LeapLogic takes advantage of implicit data governance and performs these steps automatically through infrastructure as code while adhering to a specified project management methodology (like Agile).

To accelerate DevOps, it handles defects, ensures code packaging and check-ins into SCM, enables version control, and manages universal artifacts.

Final thoughts

The promise of the cloud is compelling IT and data teams to take a hard look at their current systems and evaluate what they need to make this promise a reality. However, the path to modernization can be challenging and disruptive.

Most companies are concerned about the decades of efforts and investments they have put in for writing and refining legacy system code. Also, with such legacy systems, there is often inadequate understanding of the complete logic, with only partial documentation available.

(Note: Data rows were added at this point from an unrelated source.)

PR #944, opened 2022-10-11
Move device name and type extracting method to utility class.

devaskim:
These methods are useful in custom converters as well so I suggest to shared them through utility class.


samson0v:
@devaskim, We think that it will be better to leave these methods in MQTT Connector as they are `staticmethods` so in a custom converter you can simply import MQTTConverter and use them.

thingsboard_gateway/connectors/mqtt/mqtt_converter_utils.py
```diff
@@ -0,0 +1,69 @@
...
+
+from thingsboard_gateway.tb_utility.tb_utility import TBUtility
+
+log = getLogger("service")
+
+
+class MqttConverterUtils:
+
+    @staticmethod
+    def create_result_item(key, value, timestamp):
```
samson0v, line 27: Move these methods to `json_mqtt_uplink_converter` as `staticmethods`.

devaskim:
@samson0v Maybe I am not thinking as Python-way developer but from the point of view based on class hierarchy it is a bit strange to reuse method implemented in a derived class (`json_mqtt_uplink_converter `) in other derived class (my custom converter). I think such methods should be either part of parent class or part of utilities collection. Are you agree with me or maybe I didn't understand your explanation?

samson0v:
@devaskim we decided to do it this way because these methods will work only if we receive JSON data, so if we receive raw data this won't work.

thingsboard_gateway/connectors/mqtt/mqtt_converter_utils.py
devaskim: Done as discussed

devaskim:
@samson0v Done

Issue #942, opened 2022-10-08
[BUG] tb-gateway parses the received message as “INF“.


zlwjzf:
**Describe the bug**
When I access an MQTT protocol device and receive a message such as "42646174611E010000", the tb-gateway will parse the message as "INF", resulting in my custom "MqttCustomConverter.py" cannot parse the message content accurately

zlwjzf:
I also encountered messages that were parsed into data of type float, but I forgot to save the exact message contents. Please help to provide solutions, thank you!

devaskim:
Is "42646174611E010000" string or number on the broker side? And is this data wrapped in JSON object, e.g. `{ "my_variable": "42646174611E010000" }`?

zlwjzf:
@devaskim Hi, thanks for your attention
1、"42646174611E010000" is a string on the broker side
2、This data is not included in json

devaskim:
As I understand [decoding algorithm](https://github.com/thingsboard/thingsboard-gateway/blob/master/thingsboard_gateway/tb_utility/tb_utility.py#L31) for incoming mqtt data there is no quick fix for your case. 
MQTT Connector tries to interpret data as json-formatted and your string hits [this branch](https://github.com/thingsboard/thingsboard-gateway/blob/master/thingsboard_gateway/tb_utility/tb_utility.py#L36) as number in string.

devaskim:
I think it makes sense to add new configuration parameter for MQTT connector called e.g. `processRawData` to pass data to converter without any encoding.

@imbeacon @samson0v What do you think about this?

samson0v:
Hi @zlwjzf, please, send your MQTT Connector config file.

PR #945, opened 2022-10-12
Added ability to process incoming data without any decoding.

devaskim:
Discussion: #942

### DIFF
--- a/thingsboard_gateway/config/mqtt.json
+++ b/thingsboard_gateway/config/mqtt.json
@@ -1,4 +1,5 @@
 {
+  "processRawData": false,
   "broker": {
     "name": "Default Local Broker",
     "host": "127.0.0.1",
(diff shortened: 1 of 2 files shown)


samson0v:
Hi @devaskim, after review, I think your changes make no sense because the connector has to be able to process any type of data with a specific config but not a whole data.

If you are interested in releasing this feature, please look at the socket converter and how it processes raw data and its configuration.

Nonetheless, we will add this feature to MQTT Connector as soon as possible.

devaskim:
I am not sure what understood your arguments. So my question is what are you going to implement in MQTTConnector to cover #942 case and how your implementation would differ from mine?

devaskim:
IMHO, the role of mqtt connector is to provide connection between mqtt broker/data converters and Thingsboard server. At the moment mqtt connector limits gateway's users in JSON formatted data. If it wasn't so, we couldn't see #942

samson0v:
@devaskim config section will look like this:
```
{
    "type": "raw",
    "key": "[:]",
    "value": "[0:2]"
}
```
and the same for `deviceName` and `deviceType` parameters.

devaskim:
@samson0v Thanks for your explanation and for spending on me your time. This will be great feature. 

But to switch between json and raw traffic any way the mqtt connector will need some configuration option called `raw` as in your example above or something other name. I just tried to introduce this option now instead of near or further future.

Close the PR if you don't need this changes. And good luck!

The need for customized use cases and exceptional security and compliance needs adds to the complexity. This is where migration accelerators like LeapLogic help customers modernize their legacy data warehouse, ETL, and analytics with ~70-90% automated code conversion and productionization on Databricks Lakehouse.

LeapLogic has helped several Fortune 500 enterprises transform to Databricks faster, with more accuracy, and experience the freedom of the cloud without any business disruption.